Methods: Following IRB approval, patients undergoing DBS implant surgery were given bolus injections of either propofol (0.3 mg/Kg) or remifentanil (0.8 µg/Kg) and STN action potential discharge activity was recorded before (2 min) and after (10 to 15 min) injections. Following IRB approval, 400 µm thick brain slices were prepared from male Sprague-Dawley rats (P 20 to 25). Slices were maintained in submerged chambers at 22°C and continuously perfused with artificial cerebrospinal fluid (ACSF). Action potential discharge activity and synaptic currents were monitored with extracellular glass microelectrodes filled with ASCF or using whole cell patch clamp recordings with standard procedures.

Results: In human studies using either propofol or remifentanil only minor effects on discharge activity of STN neurons were observed, including no change in spike amplitude, rise time or undershoot potential. However, action potentials of STN neurons with short inter-spike intervals (less than 10 ms) were markedly reduced and longer intervals were evident in the presence of propofol, even though overall discharge rates (5 s bin widths) remained stable. Similarly, little overall change in discharge frequency was produced by remifentanil, and no change in fast spiking activity was seen, however, discharge patterns became some what more burst-like. Whole cell recordings of STN neurons in rat brain slices demonstrated that propofol prolonged GABA-mediated synaptic currents, similar to effects seen in other types of neurons. This occurred with no change in membrane conductance or evoked action potential discharge responses – consistent with the lack of depression seen in human recordings.
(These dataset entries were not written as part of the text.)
PR #54, opened 2019-02-20
Curl timeouts

### LINKED ISSUE #53: Curl timeouts should be configurable.
The timeouts for `curl` should be configurable as options to `cromshell`.

jonn-smith:
Added in -t flag for CURL timeouts.

Fixes #53

### DIFF
--- a/cromshell
+++ b/cromshell
@@ -52,7 +52,7 @@ FOLDER_URL=$( echo ${CROMWELL_URL} | sed -e 's#ht.*://##g' )
 CROMWELL_METADATA_PARAMETERS="excludeKey=submittedFiles&expandSubWorkflows=true"
 
 CURL_CONNECT_TIMEOUT=5
-CURL_MAX_TIMEOUT=10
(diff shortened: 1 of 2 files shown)


cromshell
```diff
@@ -1372,6 +1378,29 @@ if ${ISINTERACTIVESHELL} ; then
   # Check the remaining arguments for help and display it if we have to: 
   checkForComplexHelpArgument $@
 
+  # Get flags:
+  while getopts ":t:" opt ; do
+    case ${opt} in 
+      t)
+        # Ensure that the value given to -t is numerical:
+        echo ${OPTARG} | grep -q '^[0-9][0-9]*$'
```
lbergelson: Is this the same as `^[0-9]+$`?

jonn-smith: Yes, `grep` doesn't support the `+` operator without also supplying the `-E` operator.

I'll just add `-E`.

lbergelson: Ah, I didn't realize that.  Either way is fine.

PR #57, opened 2019-02-25
red dead turtle

SHuang-Broad:
a bit more alarming/brutal.

screen shot 2019-02-25 at 12 16 43 pm

### DIFF
--- a/cromshell
+++ b/cromshell
@@ -23,11 +23,6 @@ COLOR_UNDERLINED='\033[1;4m'
 COLOR_FAILED='\033[1;37;41m'
 COLOR_SUCCEEDED='\033[1;30;42m'
 COLOR_RUNNING='\033[0;30;46m'
-################################################################################
-
-COLOR_FAILED='\033[1;37;41m'
-COLOR_SUCCEEDED='\033[1;30;42m'
-COLOR_RUNNING='\033[0;30;46m'
 
 ################################################################################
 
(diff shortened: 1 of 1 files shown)


cromshell
```diff
@@ -88,12 +88,14 @@ function turtle()
 
 function turtleDead()
 {
-  error "    ,,    ,,     ,,       "
-  error "    \\‾\\,-/‾/====/‾/,     "
-  error "     \\/=<‾><‾><‾><‾>-,   "
-  error "     / (\\‾\\‾|‾/‾/‾/‾     "
-  error "    \\‾x/ ˙'-;-;-'˙       "
-  error "     ‾‾                  "
+  export RED='\033[0;31m'
```
jonn-smith: Can you remove the `RED` and `NC` variables and replace them with the global colors above?

Specifically, `RED` should be `COLOR_FAILED` and `NC` should be `COLOR_NORM`.

SHuang-Broad: Just updated as you suggested, and if this is what you meant (background color red)

screen shot 2019-02-25 at 12 23 48 pm

screen shot 2019-02-25 at 12 26 03 pm

jonn-smith: Yup - I figured it would be fine to reuse the color that was already there.

jonn-smith:
Nevermind - I didn't see that there was another divider below.  I'll squash and merge!

SHuang-Broad:
Thanks!

PR #62, opened 2019-03-06
Add ability to load a cromshell plugin on startup.

lbergelson:
This allows users to easily customize their cromshell.

@jonn-smith What do you think about this idea?  I wanted an easy way to change the default colors without having to add a whole bunch of configuration code.

### DIFF
--- a/cromshell
+++ b/cromshell
@@ -1388,6 +1388,11 @@ function setupCromshell()
 
 ################################################################################
 
+#Activate user plugin if it exists
+if [[ -f ${CROMSHELL_CONFIG_DIR}/plugin.sh ]]; then
+  source ${CROMSHELL_CONFIG_DIR}/plugin.sh
+fi
+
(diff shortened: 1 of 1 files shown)


jonn-smith:
I guess that's fine.  I have no real objection, other than the user possibly putting something bad in that file that then comes back to haunt them.

lbergelson:
Do you think there's a better way that prevents people from shooting themselves in the foot?

lbergelson:
I'm not sure how to encapsulate it like that.  I.e. prevent setting the server through the plugin.  This is just giving the user the ability to override whatever they want which definitely could be used for stupid.

jonn-smith:
Maybe a shell script isn't the right approach, then.  What about a JSON file (or similar)?

lbergelson:
Closing this.  We're addressing plugins as part of cromshell 2.0.

PR #64, opened 2019-03-15
Fixed issue with list-outputs.

### LINKED ISSUE #63: list-outputs doesn't list all outputs
List outputs currently compares with the local disk to see what files have yet to be downloaded.

If you partially download outputs then cancel, the displayed list will be only the files left to be downloaded.

This is bad.

jonn-smith:
Fixes #63

### DIFF
--- a/cromshell
+++ b/cromshell
@@ -984,13 +984,16 @@ function list-outputs()
 
   error "Output files from job ${cromwellServer}:${id} : "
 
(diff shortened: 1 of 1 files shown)


jamesemery:
On second thought you should maybe get rid of the tmpdir after the fact

jonn-smith:
Fixed!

Conclusions: Propofol prolonged GABA-mediated synaptic inhibition and this appeared to contribute to the reduced high frequency activity that we observed in human PD patients. Remifentanil, in contrast, did not appear to increase the duration of inhibition, and may even depress inhibition somewhat, leading to increased burst firing. Neither agent appeared to produce tonic depression of STN discharge in patients. Thus both propofol and/or remifentanil could be useful as sedatives during DBS implant surgeries.

Supported by Stanford Anesthesia.

From Proceedings of the 2009 Annual Meeting of the American Society Anesthesiologists.